* **TASK DESCRIPTION**:
Below are some records; retype all of them exactly.

* **Saved data entries**:
──────────────────────────────

Issue #130, opened 2019-09-07
Feature Request: Please add support for App.minimizeApp()


naveedahmed1:
Description of the problem:

Currently we are able to use hardware back button to exit app by listening to `backButton `event and then calling `App.exitApp();`:

```
App.addListener('backButton', (data: AppUrlOpen) => {
            if (!(this.routerOutlet && this.routerOutlet.canGoBack())) {
                App.exitApp();
            }
        });
```

It would be great, that if an option to Minimize App could also be added to the capacitor and we could use something like `App.minimizeApp(); `

There's a cordova plugin https://github.com/tomloprod/cordova-plugin-appminimize for this purpose, but I believe since its a common use case, it should be added to the Capacitor.

Affected platform
- [x ] Android
- [ x] iOS

OS of the development machine
- [x ] Windows

phal0r:
I wanted to solve this problem for ionic react, but unfortunately there is no `canGoBack()` function, which could indicate, that we are on the first entry of the history stack. So even if capacitor would have a minimize function, it would not work well for ionic react.

At the same time I had a look at the cordova minimize plugin and the capacitor app plugin and I want to suggest the following:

──────────────────────────────

* **ANSWER BOX**:
Issue #130, opened 2019-09-07
Feature Request: Please add support for App.minimizeApp()


naveedahmed1:
Description of the problem:

Currently we are able to use hardware back button to exit app by listening to `backButton `event and then calling `App.exitApp();`:

```
App.addListener('backButton', (data: AppUrlOpen) => {
            if (!(this.routerOutlet && this.routerOutlet.canGoBack())) {
                App.exitApp();
            }
        });
```

It would be great, that if an option to Minimize App could also be added to the capacitor and we could use something like `App.minimizeApp(); `

There's a cordova plugin https://github.com/tomloprod/cordova-plugin-appminimize for this purpose, but I believe since its a common use case, it should be added to the Capacitor.

Affected platform
- [x ] Android
- [ x] iOS

OS of the development machine
- [x ] Windows

phal0r:
I wanted to solve this problem for ionic react, but unfortunately there is no `canGoBack()` function, which could indicate, that we are on the first entry of the history stack. So even if capacitor would have a minimize function, it would not work well for ionic react.

At the same time I had a look at the cordova minimize plugin and the capacitor app plugin and I want to suggest the following:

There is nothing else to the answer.